Implementation of Paraphraser to Yago

2020-10-10

Introduction

In order to study the effect of generalization of Paraphraser, to make clear if it could help not only DBpedia increase the performance of a Question Answering system, I’ve decided to implement it to other knowledge bases.
Among all the choices: freebase, wikidata, yage, I’ve picked up Yago because of its similarity with DBpedia: uses an Endpoint of Sparql, maintain a clear schema, the range of most of properties are available, etc.

Implementation

Although Yago is similar with DBpedia in many ways mentioned above, I still need to modify many details of the code, in particularly on the step of creating the original templates and the step of Generator.
As the labels of properties are not accessible on the page of each class, the predicates could only be integrated into the original templates in a Bump Nomenclature way:

Normal way: What is the active years end year of “A” ?
Bump Nomenclature way: What is the activeYearsEndYear of “A” ?

Comparison

The two tests and training are all realised with a Bi-LSTM, 512-unit model, and 40k training steps.

Model I:Non Paraphrased Dataset

Figure 1 Accuracy

Figure 2 BLEU Score

The final accuracy on test set reaches 0.11653.

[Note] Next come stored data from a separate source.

PR #2533, opened 2024-11-24
Balances Godslayer Armor for Icemoon

IgiariValkyr:
## About The Pull Request

I know what you're immediately thinking this is a nerf for mining again. No. This one is actually a buff. Let me explain.
Godslayer Armor is supposed to be the penultimate reward for Icebox. It requires beating all three unique megafauna, the Demonic Frost Miner, the Wendigo, and the Clockwork Knight (as pathetic as it is). You would think that this armor would then be good and useful for the Icemoon... but no. It's not.

The armor stats are less than Drake Armor, and if this was Lavaland, that'd be fine. However on the Icemoon, Ice Whelps are exceedingly common at vents and in the wild, so you can have six or more suits of Drake Armor in a single round to just pass around to the crew because you can, given you likely have your seventeen lux pens and implanted legion core. **_This PR balances the armor stats to be the similar to Drake Armor, actually making it viable for fauna combat while still having poor bullet resistance for station conflicts._** This specific change means: higher melee protection (V -> VIII [50 -> 75 compared to Drake's 65]); lower bullet (III -> II [25 -> 15 same as Drake]), laser (III -> III [25 -> 30 compared to Drake's 40]), and energy (III -> III [25 -> 30 compared to Drake's 40]) protection.

But, I also went further with this PR. **_I've added innate Lavaproofing to the Godslayer Armor._** I felt it needed something else to make it stand out. No one wears the armor, so no one actually knows the suit also has a natural pressure seal, meaning it can be worn in space. But since there's no aspects where you'll ever be wearing this in space given that Icebox is a planetary map, so I wanted to make that pressure seal also be lavaproof, meaning the wearer can walk in the plasma river on the bottom layer of the map.

## Why It's Good For The Game

People may actually wear this unique armor again instead of making it, looking at the armor values, and tossing it aside.

## Proof Of Testing

<details>

Drake Armor base stats:
dreamseeker_2024-11-23_20-25-29

Edited Godslayer stats:
dreamseeker_2024-11-23_21-24-51

Drake Armor in lava:
dreamseeker_2024-11-23_20-28-06

Godslayer Armor in lava:
dreamseeker_2024-11-23_20-42-13

</details>

## Changelog

:cl:
add: Developments with Godslayer Armor have unlocked its true armor potential.
/:cl:

### DIFF
--- a/modular_zubbers/code/modules/mining/equipment/explorer_gear.dm
+++ b/modular_zubbers/code/modules/mining/equipment/explorer_gear.dm
@@ -1,0 +1,19 @@
+/obj/item/clothing/suit/hooded/cloak/godslayer
+		clothing_flags = STOPSPRESSUREDAMAGE | THICKMATERIAL | LAVAPROTECT
+		resistance_flags = FIRE_PROOF | ACID_PROOF | FREEZE_PROOF | LAVA_PROOF
+
+/datum/armor/cloak_godslayer
+	melee = 65
+	bullet = 15
+	laser = 40
+	energy = 40
+	bomb = 70
+	bio = 60
+	fire = 100
+	acid = 100
+	wound = 10
+
+
+/obj/item/clothing/head/hooded/cloakhood/godslayer
+		clothing_flags = STOPSPRESSUREDAMAGE | THICKMATERIAL | SNUG_FIT | LAVAPROTECT
+		resistance_flags = FIRE_PROOF | ACID_PROOF | FREEZE_PROOF | LAVA_PROOF
--- a/modular_zubbers/code/modules/mining/equipment/explorer_gear.dm
+++ b/modular_zubbers/code/modules/mining/equipment/explorer_gear.dm
@@ -3,10 +3,10 @@
 		resistance_flags = FIRE_PROOF | ACID_PROOF | FREEZE_PROOF | LAVA_PROOF
 
 /datum/armor/cloak_godslayer
-	melee = 65
+	melee = 75
 	bullet = 15
-	laser = 40
-	energy = 40
+	laser = 30
+	energy = 30
 	bomb = 70
 	bio = 60
 	fire = 100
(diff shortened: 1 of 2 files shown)


StrangeWeirdKitten:
The armor literally aheals and teleports you from danger. People not wearing it is not an issue with the armor stats, and I don't see any reason to buff this to be even more powerful.

IgiariValkyr:
> The armor literally aheals and teleports you from danger. People not wearing it is not an issue with the armor stats, and I don't see any reason to buff this to be even more powerful.

Not sure where you see that it teleports you, because it doesn't. Give me a second to check how much it actually heals, cause it says 500, but it also doesn't pull any "revive" action, so if you're dead dead, it may not proc.

IgiariValkyr:
I did further testing with the armor. It will not revive someone already dead. It only revives people that hit crit status, so you can't revive someone by just putting the armor on them. The amount healed doesn't matter because a legion core will **also** fully restore when implanted. So while the armor actually is sensible and heals 500 damage over brute, burn, and oxy (in that order); the legion core just calls an **actual** aheal with owner.revive(HEAL_ALL). The armor will proc before the core, but that's still 10 minutes between heals; and if you use both get out of jail free cards trying to run away from megafauna (bubblegum, ash drake, and colossus are still all on icemoon at times), then the armor is not compensating enough for what's supposed to be the best thing on the icemoon.

What would you rather me do? Figure out how to code somehow so it can only revive in low pressure?

Arturlang:
@IgiariValkyr Honestly, it simply doesn't need comparable armor stats to ash drake when it has something as powerful as a full heal.

IgiariValkyr:
I have gone over this again, and decided that the current armor value it has are actually good for the Godslayer Armor. I personally wish it was a bit stronger, but balance is king and I wasn't thinking with balance. I was thinking with "strong miner need strong armor as final reward".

Model II: Paraphrased Dataset

Figure 3 Accuracy

Figure 4 BLEU Score

The final accuracy on the same test set with Non paraphrased Data set (not the representation of Figure 3), reaches 0.72338, which is really surprising.

Conclusion

We could see a leap forward of accuracy from the non paraphrased on to the paraphrased one (from 0.12 to 0.72). This may be caused by the Bump Nomenclature of predicates, which increases the difficulty to the non paraphrased one to be learnt, while the paraphrased data set somehow deconstruct the Bump Nomenclature names and make it much easier to be learnt.